HubertTang / RdRpBin

8 stars 0 forks source link

RdRpBin

RdRpBin can identify and classify the RNA virus reads in metagenomic data. It uses RNA-dependent RNA polymerase gene as marker gene, and combines alignment-based strategies and graph-based learning models to do viral composition analysis and novel RNA virus discovery in metagenomic data.

The input file can be fasta or fastq format which contains the sequencing reads. Please note that since the software generates temporary data in running, please make sure there is enough free space on your hard disk, about 2 times the size of the input file.

Required Dependencies

Recommend using Anaconda to install the following packages:

  1. Python 3.x
  2. Pytorch
  3. diamond
  4. sga
  5. networkx
  6. emboss
  7. hmmer
  8. biopython
  9. tqdm
  10. meme

The Anaconda environment has been save in environment.yml, you can use following command to install the environment:

conda env create -f environment.yml
conda activate RdRpBin

How to run RdRpBin?

  1. Download the reference dataset and taxonomy files from OneDrive (or 百度网盘/Baidu Netdisk code: 5gv5) and uncompress them in the same directory with main.py.

  2. Create an empty directory <input_dir> and put the sequencing reads file <input_reads> into this directory.

  3. Run the main.py script

    python main.py <path of input_reads>

    Optional arguments:

    -f, --format: the format of the input file. Default: fasta.

    -t, --thread: the number of threads. Default: 1.

    --learning_rate: the learning rate of GCN. Default: 0.01.

    --epochs: the number of GCN training epochs. Default: 50.
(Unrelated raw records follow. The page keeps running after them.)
PR #4132, opened 2025-01-08
[CALCITE-6771] Convert Type from FLOAT to DOUBLE in PrestoDialect

xiaochen-zhou:
Since FLOAT type is not supported in Presto

According to the documentation: https://prestodb.io/docs/current/language/types.html#real
image
Using CAST(xxxx AS FLOAT) will result in an error:

```

SELECT CAST(message_count AS FLOAT)

FROM applydata_bigdata.kafka_topic_cluster_user_dept_month_one_day_msg_info

WHERE ymd = 20250105

```
image
It should be converted to the DOUBLE type instead.

### DIFF
--- a/core/src/main/java/org/apache/calcite/sql/dialect/PrestoSqlDialect.java
+++ b/core/src/main/java/org/apache/calcite/sql/dialect/PrestoSqlDialect.java
@@ -24,7 +24,9 @@ import org.apache.calcite.rex.RexCall;
 import org.apache.calcite.rex.RexNode;
 import org.apache.calcite.rex.RexUtil;
 import org.apache.calcite.sql.SqlBasicCall;
+import org.apache.calcite.sql.SqlBasicTypeNameSpec;
 import org.apache.calcite.sql.SqlCall;
+import org.apache.calcite.sql.SqlDataTypeSpec;
 import org.apache.calcite.sql.SqlDialect;
 import org.apache.calcite.sql.SqlIntervalQualifier;
 import org.apache.calcite.sql.SqlKind;
@@ -146,7 +148,14 @@ public class PrestoSqlDialect extends SqlDialect {
   }
 
   @Override public @Nullable SqlNode getCastSpec(RelDataType type) {
-    return super.getCastSpec(type);
+    switch (type.getSqlTypeName()) {
+    // PRESTO only supports REAL、DOUBLE for floating point types.
+    case FLOAT:
+      return new SqlDataTypeSpec(
+          new SqlBasicTypeNameSpec(SqlTypeName.DOUBLE, SqlParserPos.ZERO), SqlParserPos.ZERO);
+    default:
+      return super.getCastSpec(type);
+    }
   }
 
   @Override public void unparseCall(SqlWriter writer, SqlCall call,
--- a/core/src/test/java/org/apache/calcite/rel/rel2sql/RelToSqlConverterTest.java
+++ b/core/src/test/java/org/apache/calcite/rel/rel2sql/RelToSqlConverterTest.java
@@ -9093,6 +9093,20 @@ class RelToSqlConverterTest {
     sql(query).withOracle().ok(oracle);
   }
 
+  /** Test case for
+   * <a href="https://issues.apache.org/jira/browse/CALCITE-6771">[CALCITE-6771]
+   * Convert Type from FLOAT to DOUBLE in PrestoDialect</a>. */
+  @Test void testPrestoFloatingPointTypesCast() {
+    String query = "SELECT CAST(\"department_id\" AS float), "
+        + "CAST(\"department_id\" AS double), "
+        + "CAST(\"department_id\" AS real) FROM \"employee\"";
+    String expected = "SELECT CAST(\"department_id\" AS DOUBLE), "
+        + "CAST(\"department_id\" AS DOUBLE), "
+        + "CAST(\"department_id\" AS REAL)\nFROM \"foodmart\".\"employee\"";
+    sql(query)
+        .withPresto().ok(expected);
+  }
+
   /** Fluid interface to run tests. */
   static class Sql {
     private final CalciteAssert.SchemaSpec schemaSpec;


core/src/test/java/org/apache/calcite/rel/rel2sql/RelToSqlConverterTest.java
```diff
@@ -9093,6 +9093,18 @@ private void checkLiteral2(String expression, String expected) {
     sql(query).withOracle().ok(oracle);
   }
 
+  /** Test case for
+   * <a href="https://issues.apache.org/jira/browse/CALCITE-6771">[CALCITE-6771]
+   * Convert Type from FLOAT to DOUBLE in PrestoDialect </a>. */
+  @Test void testPrestoCastToFloat() {
+    String query = "SELECT CAST(\"department_id\" AS float) FROM \"employee\"";
```
NobiGo, line 9100: Maybe we can add a unit test to cover `CAST(xxxx as REAL)`  and `CAST(xxxx as DOUBLE)`.

xiaochen-zhou: > Maybe we can add a unit test to cover `CAST(xxxx as REAL)` and `CAST(xxxx as DOUBLE)`.

Done.

NobiGo: This looks redundant, can it be merged into one SQL statement？

NobiGo: I have already approved it, whether or not to make changes depends on you.

core/src/main/java/org/apache/calcite/sql/dialect/PrestoSqlDialect.java
```diff
@@ -146,7 +148,14 @@ private static void unparseUsingLimit(SqlWriter writer, @Nullable SqlNode offset
   }
 
   @Override public @Nullable SqlNode getCastSpec(RelDataType type) {
-    return super.getCastSpec(type);
+    switch (type.getSqlTypeName()) {
+    // PRESTO only supports REAL、DOUBLE for floating point types.
+    case FLOAT:
+      return new SqlDataTypeSpec(
+          new SqlBasicTypeNameSpec(SqlTypeName.DOUBLE, SqlParserPos.ZERO), SqlParserPos.ZERO);
```
caicancai, line 155: I think it is more reasonable to convert it to SqlTypeName.REAL

In some databases REAL is equivalent to Float

caicancai, line 155: I think it is more reasonable to convert it to SqlTypeName.REAL. In some database systems, REAL is equivalent to float, of course, this depends on the real implementation of calcite?
cc @NobiGo

xiaochen-zhou: Calcite FLOAT and DOUBLE are the same type, 
image

core/src/test/java/org/apache/calcite/rel/rel2sql/RelToSqlConverterTest.java
xiaochen-zhou: > I have already approved it, whether or not to make changes depends on you.

OK.

core/src/main/java/org/apache/calcite/sql/dialect/PrestoSqlDialect.java
xiaochen-zhou: > I think it is more reasonable to convert it to SqlTypeName.REAL. In some database systems, `REAL` is equivalent to float, of course, this depends on the `REAL` implementation of calcite? cc @NobiGo

Calcite FLOAT and DOUBLE are the same type, 
image 

I think it should be converted to double in Presto.

image

core/src/test/java/org/apache/calcite/rel/rel2sql/RelToSqlConverterTest.java
xiaochen-zhou: > This looks redundant, can it be merged into one SQL statement？

OK.

core/src/main/java/org/apache/calcite/sql/dialect/PrestoSqlDialect.java
caicancai: thanks

core/src/test/java/org/apache/calcite/rel/rel2sql/RelToSqlConverterTest.java
xiaochen-zhou: > This looks redundant, can it be merged into one SQL statement？

Done.

core/src/test/java/org/apache/calcite/rel/rel2sql/RelToSqlConverterTest.java
```diff
@@ -9093,6 +9093,20 @@ private void checkLiteral2(String expression, String expected) {
     sql(query).withOracle().ok(oracle);
   }
 
+  /** Test case for
+   * <a href="https://issues.apache.org/jira/browse/CALCITE-6771">[CALCITE-6771]
+   * Convert Type from FLOAT to DOUBLE in PrestoDialect </a>. */
```
NobiGo, line 9098: Minor: No space in `PrestoDialect` and `</a>`;

NobiGo (changes requested):

core/src/test/java/org/apache/calcite/rel/rel2sql/RelToSqlConverterTest.java
xiaochen-zhou: > Minor: No space in `PrestoDialect` and `</a>`;

Done.

mihaibudiu:
I will let @NobiGo merge this, since he requested changes.

NobiGo (approved):

PR #4135, opened 2025-01-09
[CALCITE-6776] Multiple expanded `IS NOT DISTINCT FROM` cannot be col…

linorosa:
…lapsed back

### DIFF
--- a/core/src/main/java/org/apache/calcite/plan/RelOptUtil.java
+++ b/core/src/main/java/org/apache/calcite/plan/RelOptUtil.java
@@ -1747,32 +1747,35 @@ public abstract class RelOptUtil {
    * and
    * {@link #splitJoinCondition(List, List, RexNode, List, List, List, List)}.
    *
-   * <p>If the given expr <code>call</code> is an expanded version of
+   * <p>If the given expr <code>rexCall</code> contains an expanded version of
    * {@code IS NOT DISTINCT FROM} function call, collapses it and return a
    * {@code IS NOT DISTINCT FROM} function call.
    *
    * <p>For example: {@code t1.key IS NOT DISTINCT FROM t2.key}
-   * can rewritten in expanded form as
+   * can be rewritten in expanded form as
    * {@code t1.key = t2.key OR (t1.key IS NULL AND t2.key IS NULL)}.
    *
-   * @param call       Function expression to try collapsing
+   * @param rexCall       Function expression to try collapsing
    * @param rexBuilder {@link RexBuilder} instance to create new {@link RexCall} instances.
-   * @return If the given function is an expanded IS NOT DISTINCT FROM function call,
-   *         return a IS NOT DISTINCT FROM function call. Otherwise return the input
-   *         function call as it is.
+   * @return A function where all IS NOT DISTINCT FROM are collapsed.
    */
-  public static RexCall collapseExpandedIsNotDistinctFromExpr(final RexCall call,
+  public static RexCall collapseExpandedIsNotDistinctFromExpr(final RexCall rexCall,
       final RexBuilder rexBuilder) {
-    switch (call.getKind()) {
-    case OR:
-      return doCollapseExpandedIsNotDistinctFromOrExpr(call, rexBuilder);
+    final RexShuttle shuttle = new RexShuttle() {
+      @Override public RexNode visitCall(RexCall call) {
+        RexCall recursivelyExpanded = (RexCall) super.visitCall(call);
 
-    case CASE:
-      return doCollapseExpandedIsNotDistinctFromCaseExpr(call, rexBuilder);
-
-    default:
-      return call;
-    }
+        switch (recursivelyExpanded.getKind()) {
+        case OR:
+          return doCollapseExpandedIsNotDistinctFromOrExpr(recursivelyExpanded, rexBuilder);
+        case CASE:
+          return doCollapseExpandedIsNotDistinctFromCaseExpr(recursivelyExpanded, rexBuilder);
+        default:
+          return recursivelyExpanded;
+        }
+      }
+    };
+    return (RexCall) rexCall.accept(shuttle);
   }
 
   private static RexCall doCollapseExpandedIsNotDistinctFromOrExpr(final RexCall call,
--- a/core/src/test/java/org/apache/calcite/plan/RelOptUtilTest.java
+++ b/core/src/test/java/org/apache/calcite/plan/RelOptUtilTest.java
@@ -34,6 +34,7 @@ import org.apache.calcite.rel.type.RelDataTypeFactory;
 import org.apache.calcite.rel.type.RelDataTypeField;
 import org.apache.calcite.rel.type.RelDataTypeSystem;
 import org.apache.calcite.rex.RexBuilder;
+import org.apache.calcite.rex.RexCall;
 import org.apache.calcite.rex.RexInputRef;
 import org.apache.calcite.rex.RexNode;
 import org.apache.calcite.schema.SchemaPlus;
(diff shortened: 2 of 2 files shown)


core/src/main/java/org/apache/calcite/plan/RelOptUtil.java
```diff
@@ -1755,24 +1755,30 @@ private static void splitJoinCondition(
...
-      return call;
-    }
+    final RexShuttle shuttle = new RexShuttle() {
+      @Override public RexNode visitCall(RexCall call) {
+        switch (call.getKind()) {
+        case OR:
+          return doCollapseExpandedIsNotDistinctFromOrExpr(call, rexBuilder);
+        case CASE:
+          return doCollapseExpandedIsNotDistinctFromCaseExpr(call, rexBuilder);
+        default:
```
asolimando, line 1773: Here you are changing the default from no-op to assuming it's a conjunction, I guess we might run into problems. I suggest to add an explicit case for `AND` and leave the default case as it used to be.

core/src/main/java/org/apache/calcite/plan/RelOptUtil.java
```diff
@@ -1755,24 +1755,30 @@ private static void splitJoinCondition(
...
    *
-   * @param call       Function expression to try collapsing
+   * @param rexNode       Function expression to try collapsing
    * @param rexBuilder {@link RexBuilder} instance to create new {@link RexCall} instances.
    * @return If the given function is an expanded IS NOT DISTINCT FROM function call,
    *         return a IS NOT DISTINCT FROM function call. Otherwise return the input
    *         function call as it is.
    */
-  public static RexCall collapseExpandedIsNotDistinctFromExpr(final RexCall call,
+  public static RexNode collapseExpandedIsNotDistinctFromExpr(final RexNode rexNode,
```
asolimando, line 1764: We can't change the signature of public methods to avoid breaking backward compatibility, you can create a new method with this signature and call the other method with an appropriate cast, and mark the original method as deprecated (grep "@Deprecated // to be removed before 2.0" and you will find many examples).

core/src/main/java/org/apache/calcite/plan/RelOptUtil.java
```diff
@@ -1755,24 +1755,30 @@ private static void splitJoinCondition(
    * can rewritten in expanded form as
```
asolimando, line 1755:
```suggestion
   * can be rewritten in expanded form as
```

I know it's not part of your PR but since I noticed it, let's take the chance to fix it if you agree on the change

core/src/main/java/org/apache/calcite/plan/RelOptUtil.java
```diff
@@ -1755,24 +1755,30 @@ private static void splitJoinCondition(
...
    * {@code t1.key = t2.key OR (t1.key IS NULL AND t2.key IS NULL)}.
    *
-   * @param call       Function expression to try collapsing
+   * @param rexNode       Function expression to try collapsing
    * @param rexBuilder {@link RexBuilder} instance to create new {@link RexCall} instances.
    * @return If the given function is an expanded IS NOT DISTINCT FROM function call,
    *         return a IS NOT DISTINCT FROM function call. Otherwise return the input
```
asolimando, line 1761:
```suggestion
   *         return a IS NOT DISTINCT FROM function call. Otherwise, return the input
```
same as above

core/src/main/java/org/apache/calcite/plan/RelOptUtil.java
mihaibudiu, line 1764: you are changing the signature of a public function, which technically cannot be done without changing the major version of the project (it is an incompatible change).

I am afraid you will have to create a new function instead, and perhaps mark this one as deprecated.

core/src/main/java/org/apache/calcite/plan/RelOptUtil.java
```diff
@@ -1755,24 +1755,30 @@ private static void splitJoinCondition(
...
-    }
+    final RexShuttle shuttle = new RexShuttle() {
+      @Override public RexNode visitCall(RexCall call) {
+        switch (call.getKind()) {
+        case OR:
+          return doCollapseExpandedIsNotDistinctFromOrExpr(call, rexBuilder);
+        case CASE:
+          return doCollapseExpandedIsNotDistinctFromCaseExpr(call, rexBuilder);
+        default:
+          final List<RexNode> collapsedOperands = call.getOperands().stream().map(x ->
```
mihaibudiu, line 1774: Is this call necessary?
won't the shuttle do this anyway if you call the super.visitCall() function?

core/src/test/java/org/apache/calcite/plan/RelOptUtilTest.java
asolimando, line 1: @linorosa can you also show a test case with an expression mixing AND/OR/CASE just to validate that we aren't missing anything?

asolimando (changes requested):
Minor issues apart from the signature change which has to be addressed

core/src/main/java/org/apache/calcite/plan/RelOptUtil.java
linorosa: I see your point. You mean something like this?

```java
@Override public RexNode visitCall(RexCall call) {
        switch (call.getKind()) {
        case OR:
          return doCollapseExpandedIsNotDistinctFromOrExpr(call, rexBuilder);
        case CASE:
          return doCollapseExpandedIsNotDistinctFromCaseExpr(call, rexBuilder);
        case AND:
          return super.visitCall(call); // simplified this to take advantage of the recursive RexShuttle calls
        default:
          return call;
        }
```

The reason I changed the default case is I was afraid to miss some logical operators if I went that route. I can think of `NOT` for example, but there might be a bunch others

asolimando: Yes, that's what I have in mind (incorporating also @mihaibudiu's suggestion which is correct).

For sure it's incomplete, but it's sound, which is preferable, IMO, as it's very hard to reason about corner cases without adding at least an extra test per construct.

Of course nothing prevents to add more "cases" for `NOT` etc., it's not strictly needed in the context of this PR as it is already an improvement over the previous version and I don't think it is a regression on what is supported.

If you feel like adding few trivial cases like `NOT`, I encourage you to write tests similar to the ones you have added, featuring more constructs (I have already suggested to write a more complex test to cover more deeply nested examples mixing what we currently support).

core/src/main/java/org/apache/calcite/plan/RelOptUtil.java
linorosa: thanks, I reverted back to the old signature

core/src/main/java/org/apache/calcite/plan/RelOptUtil.java
linorosa: good point 👍

core/src/test/java/org/apache/calcite/plan/RelOptUtilTest.java
```diff
@@ -728,6 +728,42 @@ private void splitJoinConditionHelper(RexNode joinCond, List<Integer> expLeftKey
     assertThat(castNode2.explain(), is(expectNode2.explain()));
   }
 
+  /**
+   * Test that {@link RelOptUtil#collapseExpandedIsNotDistinctFromExpr(RexNode, RexBuilder)}
+   * can handle collapsing IS NOT DISTINCT FROM nested within other expressions.
+   */
+  @Test void testCollapseExpandedIsNotDistinctFromNestedConditions() {
```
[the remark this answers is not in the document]
linorosa: I moved it up closer to some more related tests

mihaibudiu:
when this is ready please ask for another review

linorosa:
just did @mihaibudiu . A CI check failed but doesn't seem code related? 

```

* What went wrong:
--
more_vert | 75 | 02:53:00 PM | A problem occurred configuring project ':mongodb'.
more_vert | 76 | 02:53:00 PM | > Could not read workspace metadata from /home/jenkins/.gradle/caches/8.7/kotlin-dsl/accessors/e87f145b84ad0f218a607cdc62ed5d1a/metadata.bin


```

core/src/main/java/org/apache/calcite/plan/RelOptUtil.java
```diff
@@ -1752,27 +1752,33 @@ private static void splitJoinCondition(
...
+        switch (call.getKind()) {
+        case OR:
+          return doCollapseExpandedIsNotDistinctFromOrExpr(call, rexBuilder);
+        case CASE:
+          return doCollapseExpandedIsNotDistinctFromCaseExpr(call, rexBuilder);
+        case NOT:
+        case AND:
+          return super.visitCall(call);
+        default:
+          return call;
```
mihaibudiu, line 1777: are you sure about this?
what if the root of the tree is a plus?

linorosa: humm then `visitCall` would fall into the `default` case and return the unaltered "plus" no? Isn't that what we want?

asolimando: @mihaibudiu that was my idea too, I have in mind cases like `NULLIF` that would require special handling other than `super.visitCall(call)`.

This was the original behavior, covering `CASE` and `OR` and bailing out for all other cases.

If you think defaulting to `super.visitCall(call)` might work I am OK trying but then I'd like to see tests covering most constructs to gain confidence that we introducing an unsound change.

Btw, looking at how `CASE` and `OR` are handled, their methods seems to just look for syntactical variants of  `IS NOT DISTINCT FROM`, they don't look recursively in their operands, so I guess that if you try `OR(NOT(IS DISTINCT FROM), ...)` it won't already work as we expect.

If we want to support fully recursive detection we should improve our tests first IMO.

What do you guys think?

linorosa: Yeah @asolimando my first instinct was to recursively collapse any `RexCall` - and you're right I didn't recursively visit `OR`/`CASE` to collapse them. I didn't want to rock the boat too much. 

That said, I'm open to doing "the right thing" and rewrite this to collapse anything recursively (i.e. both moving `return super.visitCall(call);` to the `default` case and also taking care of collapsing `OR`/`CASE` operands.

The thing is, is it realistic to condition this change to adding tests for everything under `SqlStdOperatorTable.*`? Or do you think you'd be comfortable with testing some subset of them?

mihaibudiu: one or two tests should be enough.
it's most useful to cover the cases that arise in practice

linorosa: Do you want to suggest which operators I should focus on? @asolimando mentioned `NULLIF` and you mentioned `PLUS`. Are we good with testing those two?

mihaibudiu: if one works, they all will work

asolimando: Great @linorosa, good to hear that,I think that having a fully recursive implementation would be useful.

If you write a few more complex tests with some good mix of operators I think it's fine, as @mihaibudiu suggested.

I skimmed the changes and they LGTM, if we manage to get this last change to the PR, it will be good to go.

Feel free ping me whenever you feel it's ready to be reviewed again.

core/src/main/java/org/apache/calcite/plan/RelOptUtil.java
```diff
@@ -1757,24 +1757,26 @@ private static void splitJoinCondition(
    *
    * @param rexCall       Function expression to try collapsing
    * @param rexBuilder {@link RexBuilder} instance to create new {@link RexCall} instances.
-   * @return If the given function is an expanded IS NOT DISTINCT FROM function call,
-   *         return a IS NOT DISTINCT FROM function call. Otherwise, return the input
-   *         function call as it is.
+   * @return A rexCall that's semantically equivalent to the original rexCall, with all
```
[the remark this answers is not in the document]
linorosa: @asolimando No problem, just made changed it back to "function". Also made a couple of changes:

* Reworked the tests so it's hopefully more clear which isolated concepts they're actually testing. Happy to go whichever way you suggest.
* Added support for deeply nested `IS NOT DISTINCT FROM`. Not sure this ever arrives in practice - or whether it's even valid SQL - for for completeness sake.

core/src/main/java/org/apache/calcite/plan/RelOptUtil.java
```diff
@@ -1747,40 +1747,46 @@ private static void splitJoinCondition(
...
+   * can be rewritten in expanded form as
    * {@code t1.key = t2.key OR (t1.key IS NULL AND t2.key IS NULL)}.
    *
-   * @param call       Function expression to try collapsing
+   * @param rexCall       Function expression to try collapsing
    * @param rexBuilder {@link RexBuilder} instance to create new {@link RexCall} instances.
-   * @return If the given function is an expanded IS NOT DISTINCT FROM function call,
-   *         return a IS NOT DISTINCT FROM function call. Otherwise return the input
-   *         function call as it is.
+   * @return A function that's semantically equivalent to the original, with all
```
mihaibudiu, line 1760: I find this description less useful than it could be. It's not obvious what the "original" form is.
Why not just say "expression blah is converted to expression foo"?

core/src/main/java/org/apache/calcite/plan/RelOptUtil.java
```diff
@@ -1747,40 +1747,46 @@ private static void splitJoinCondition(
...
-    case OR:
-      return doCollapseExpandedIsNotDistinctFromOrExpr(call, rexBuilder);
+    final RexShuttle shuttle = new RexShuttle() {
+      @Override public RexNode visitCall(RexCall call) {
+        SqlKind callKind  = call.getKind();
+        int operandCount = call.getOperands().size();
 
-    case CASE:
-      return doCollapseExpandedIsNotDistinctFromCaseExpr(call, rexBuilder);
+        boolean isExpandedOrExpr = callKind == SqlKind.OR && operandCount == 2;
```
mihaibudiu, line 1771: these variables should be probably called maybeExpandedOrExpression. they are a quick heuristic test to filter out analyzing some cases.

core/src/test/java/org/apache/calcite/plan/RelOptUtilTest.java
```diff
@@ -707,9 +930,9 @@ private void splitJoinConditionHelper(RexNode joinCond, List<Integer> expLeftKey
     final RelDataType castRowType2 = typeFactory
         .createStructType(
             ImmutableList.of(
-            Pair.of(fieldEmpno.getName(), fieldEmpno.getType()),
-            Pair.of(fieldEname.getName(), fieldEname.getType()),
-            Pair.of("JOB_CNT2", fieldJobCnt.getType())));
+                Pair.of(fieldEmpno.getName(), fieldEmpno.getType()),
```
mihaibudiu, line 933: I find it surprising that the style checker hasn't complained about these in the past.

core/src/test/java/org/apache/calcite/plan/RelOptUtilTest.java
```diff
@@ -420,6 +421,228 @@ private void splitJoinConditionHelper(RexNode joinCond, List<Integer> expLeftKey
...
+  }
+
+  /**
+   * Test that {@link RelOptUtil#collapseExpandedIsNotDistinctFromExpr(RexCall, RexBuilder)}
+   * can handle collapsing IS NOT DISTINCT FROM composed of other RexNodes.
+   */
+  @Test void testCollapseExpandedIsNotDistinctFromOnContainingRexNodes() {
+    final RexBuilder rexBuilder = relBuilder.getRexBuilder();
+
+    final RexNode leftEmpNo =
```
mihaibudiu, line 615: these expression trees are not as easy to read, a comment describing the expression in SQL syntax would help a lot.

linorosa: sure thing, I added some comments now

core/src/test/java/org/apache/calcite/plan/RelOptUtilTest.java
linorosa: ouch, I reverted these. `./gradlew autostyleApply` was giving me trouble and I had to do some manual fixes. I guess I went too far.

core/src/main/java/org/apache/calcite/plan/RelOptUtil.java
linorosa: yeah makes sense, I moved them back there

asolimando (approved):
LGTM

mihaibudiu (approved):

mihaibudiu:
yes, I think this will be ready for merging once the commits are squashed

linorosa:
Squashed. Thanks for reviewing!

PR #4136, opened 2025-01-09
[CALCITE-6775] ToChar and ToTimestamp PG implementors should use translator's root instead of creating a new root expression

rubenada:
See CALCITE-6775


asolimando (approved):
LGTM!

PR #4137, opened 2025-01-10
[CALCITE-6777] Conversion between UUID and BINARY produces wrong results

mihaibudiu:


core/src/main/java/org/apache/calcite/runtime/SqlFunctions.java
```diff
@@ -284,12 +283,20 @@ public static String uuidToString(UUID uuid) {
   }
 
   public static UUID binaryToUuid(ByteString bytes) {
-    return Conversion.byteArrayToUuid(bytes.getBytes(), 0);
+    if (bytes.length() < 16) {
```
caicancai, line 286: I see that there is no jira link added to the test. Maybe you can consider adding JavaDoc here so that developers can understand why the changes are made here.

PR #4138, opened 2025-01-11
[CALCITE-6779] Casts from UUID to DATE should be invalid

mihaibudiu:


core/src/main/java/org/apache/calcite/sql/type/SqlTypeName.java
```diff
@@ -175,7 +175,7 @@ public enum SqlTypeName {
       ImmutableList.of(BOOLEAN);
 
   public static final List<SqlTypeName> BINARY_TYPES =
-      ImmutableList.of(BINARY, VARBINARY, UUID);
+      ImmutableList.of(BINARY, VARBINARY);
```
ILuffZhe, line 178: If this makes casts from UUID to character type valid, I think it would be better to change the summary.

mihaibudiu: Cast to and from characters has not changed

ILuffZhe (approved):
LGTM!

    --hidden: the size of the hidden vector. Default: 64.

    --weight_decay: the weight decay parameter. Default: 5e-4.

    --no_gcn: run RdRpBin without running GCN. (This argument can reduce the running time with a little decrease in recall). Default: no.

    --force_cpu: Run RdRpBin using CPU. Default: False

  4. The identified RdRp reads will save in <input_dir>/RdRp_reads.

Example

python main.py example/test.fasta -t 6

Citation

Tang, X., Shang, J., & Sun, Y. (2022). RdRp-based sensitive taxonomic classification of RNA viruses for metagenomic data. Briefings in bioinformatics, 23(2), bbac011.